#### Prompt:
Check each line of the data below for the word "numeric", then extract the ones that have it.

Stored data:
== Segment start ==

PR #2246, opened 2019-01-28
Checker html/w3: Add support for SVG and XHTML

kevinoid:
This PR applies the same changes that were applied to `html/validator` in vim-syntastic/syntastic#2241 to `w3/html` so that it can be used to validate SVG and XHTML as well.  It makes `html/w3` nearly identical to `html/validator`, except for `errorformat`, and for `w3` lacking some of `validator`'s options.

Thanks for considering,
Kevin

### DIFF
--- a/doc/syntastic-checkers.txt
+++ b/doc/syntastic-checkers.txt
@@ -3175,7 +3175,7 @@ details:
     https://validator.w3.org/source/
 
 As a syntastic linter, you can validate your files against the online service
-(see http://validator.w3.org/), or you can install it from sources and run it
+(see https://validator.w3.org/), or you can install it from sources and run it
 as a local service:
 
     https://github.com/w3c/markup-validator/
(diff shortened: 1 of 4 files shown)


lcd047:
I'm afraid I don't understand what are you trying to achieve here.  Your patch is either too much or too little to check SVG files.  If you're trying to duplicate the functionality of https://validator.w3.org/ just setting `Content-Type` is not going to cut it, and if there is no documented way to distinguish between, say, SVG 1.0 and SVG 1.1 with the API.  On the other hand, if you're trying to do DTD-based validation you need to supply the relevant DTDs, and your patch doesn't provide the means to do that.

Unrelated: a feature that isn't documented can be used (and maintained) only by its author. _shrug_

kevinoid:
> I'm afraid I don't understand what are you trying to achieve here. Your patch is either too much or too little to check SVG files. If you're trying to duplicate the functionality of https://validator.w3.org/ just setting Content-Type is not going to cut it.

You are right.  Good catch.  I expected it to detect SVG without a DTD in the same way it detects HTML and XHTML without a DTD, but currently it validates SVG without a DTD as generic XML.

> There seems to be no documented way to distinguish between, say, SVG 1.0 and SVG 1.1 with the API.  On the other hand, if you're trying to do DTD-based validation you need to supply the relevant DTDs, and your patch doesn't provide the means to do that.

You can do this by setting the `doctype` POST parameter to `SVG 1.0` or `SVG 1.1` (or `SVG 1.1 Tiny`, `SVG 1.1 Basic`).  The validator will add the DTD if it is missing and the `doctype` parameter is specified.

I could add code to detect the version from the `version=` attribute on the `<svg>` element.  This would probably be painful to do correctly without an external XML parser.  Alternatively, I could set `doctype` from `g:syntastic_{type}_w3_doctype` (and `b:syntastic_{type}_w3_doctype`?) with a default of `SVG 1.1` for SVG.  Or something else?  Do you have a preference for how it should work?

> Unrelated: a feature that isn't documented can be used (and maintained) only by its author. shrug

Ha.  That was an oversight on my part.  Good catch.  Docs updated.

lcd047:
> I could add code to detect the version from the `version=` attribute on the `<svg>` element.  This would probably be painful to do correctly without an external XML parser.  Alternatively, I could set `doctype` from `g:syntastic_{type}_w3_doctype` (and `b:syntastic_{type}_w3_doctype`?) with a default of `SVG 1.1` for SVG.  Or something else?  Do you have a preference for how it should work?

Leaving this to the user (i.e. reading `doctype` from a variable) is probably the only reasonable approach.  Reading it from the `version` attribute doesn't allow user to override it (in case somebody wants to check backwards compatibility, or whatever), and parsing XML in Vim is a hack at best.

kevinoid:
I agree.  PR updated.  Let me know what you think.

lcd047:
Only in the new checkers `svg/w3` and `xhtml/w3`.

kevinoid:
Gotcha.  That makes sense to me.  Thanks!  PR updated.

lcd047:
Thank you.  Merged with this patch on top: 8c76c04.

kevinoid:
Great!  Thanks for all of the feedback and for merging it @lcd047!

== Segment end ==
== Segment start ==

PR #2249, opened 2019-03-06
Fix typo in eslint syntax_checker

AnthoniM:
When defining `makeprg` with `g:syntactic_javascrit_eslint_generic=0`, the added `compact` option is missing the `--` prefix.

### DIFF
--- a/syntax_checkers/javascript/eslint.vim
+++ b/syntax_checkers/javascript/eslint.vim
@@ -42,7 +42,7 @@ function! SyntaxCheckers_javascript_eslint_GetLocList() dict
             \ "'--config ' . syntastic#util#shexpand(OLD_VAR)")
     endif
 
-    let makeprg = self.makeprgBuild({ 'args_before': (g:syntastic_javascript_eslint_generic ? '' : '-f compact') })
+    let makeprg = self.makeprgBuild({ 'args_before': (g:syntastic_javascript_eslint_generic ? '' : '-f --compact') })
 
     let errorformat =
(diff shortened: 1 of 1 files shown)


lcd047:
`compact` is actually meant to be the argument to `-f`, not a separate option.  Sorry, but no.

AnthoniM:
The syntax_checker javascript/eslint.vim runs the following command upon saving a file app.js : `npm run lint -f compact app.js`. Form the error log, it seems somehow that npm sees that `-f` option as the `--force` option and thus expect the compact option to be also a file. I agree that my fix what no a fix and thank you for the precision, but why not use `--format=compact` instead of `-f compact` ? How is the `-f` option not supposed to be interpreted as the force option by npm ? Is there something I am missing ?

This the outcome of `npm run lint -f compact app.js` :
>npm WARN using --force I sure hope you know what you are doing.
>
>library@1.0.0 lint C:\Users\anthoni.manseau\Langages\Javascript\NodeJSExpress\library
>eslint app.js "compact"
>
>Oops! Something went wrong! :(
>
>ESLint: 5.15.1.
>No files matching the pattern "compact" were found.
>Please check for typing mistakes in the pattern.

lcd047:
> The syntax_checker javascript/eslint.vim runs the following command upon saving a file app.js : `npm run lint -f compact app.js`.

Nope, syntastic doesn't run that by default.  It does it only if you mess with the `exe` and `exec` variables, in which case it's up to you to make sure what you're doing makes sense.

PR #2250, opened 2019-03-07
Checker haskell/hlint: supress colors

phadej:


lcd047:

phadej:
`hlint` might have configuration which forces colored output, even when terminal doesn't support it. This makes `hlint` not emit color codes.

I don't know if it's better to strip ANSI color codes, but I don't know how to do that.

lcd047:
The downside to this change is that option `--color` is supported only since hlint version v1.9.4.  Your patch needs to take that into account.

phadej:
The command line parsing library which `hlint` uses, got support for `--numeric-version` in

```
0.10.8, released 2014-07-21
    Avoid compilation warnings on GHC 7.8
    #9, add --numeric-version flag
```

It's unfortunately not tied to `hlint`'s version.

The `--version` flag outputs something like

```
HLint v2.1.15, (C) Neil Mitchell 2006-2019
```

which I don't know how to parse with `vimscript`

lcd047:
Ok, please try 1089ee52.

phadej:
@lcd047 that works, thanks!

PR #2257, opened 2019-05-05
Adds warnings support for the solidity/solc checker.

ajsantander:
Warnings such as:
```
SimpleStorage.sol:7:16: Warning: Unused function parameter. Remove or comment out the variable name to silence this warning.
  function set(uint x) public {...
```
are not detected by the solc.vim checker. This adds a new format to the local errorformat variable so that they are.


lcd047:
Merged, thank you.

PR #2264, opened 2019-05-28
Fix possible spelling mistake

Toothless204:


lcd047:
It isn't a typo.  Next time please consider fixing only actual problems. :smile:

== Segment end ==

#### Output of the task:
The command line parsing library which `hlint` uses, got support for `--numeric-version` in
    #9, add --numeric-version flag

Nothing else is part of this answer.